PR #35, opened 2023-02-26
24 referral program

yenicelik:


web3_proxy/src/accepted_currencies.rs
```diff
@@ -0,0 +1,31 @@
...
+    name: String,
+    address: Address,
+    decimals: u8
+}
+
+const CURRENCIES: HashMap<Address, Currency> = lazy_static! {
+    let mut currencies: HashMap<Address, Currency> = HashMap();
+
+    currencies.insert(
+        "0xdAC17F958D2ee523a2206206994597C13D831ec7".parse::<Address>().unwrap(),
```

What is being asked: What are the lines from the one with "24 referral program" through the end of the entries? Give them again exactly, both end lines included.

Answer section:
24 referral program

yenicelik:


web3_proxy/src/accepted_currencies.rs
```diff
@@ -0,0 +1,31 @@
...
+    name: String,
+    address: Address,
+    decimals: u8
+}
+
+const CURRENCIES: HashMap<Address, Currency> = lazy_static! {
+    let mut currencies: HashMap<Address, Currency> = HashMap();
+
+    currencies.insert(
+        "0xdAC17F958D2ee523a2206206994597C13D831ec7".parse::<Address>().unwrap(),
```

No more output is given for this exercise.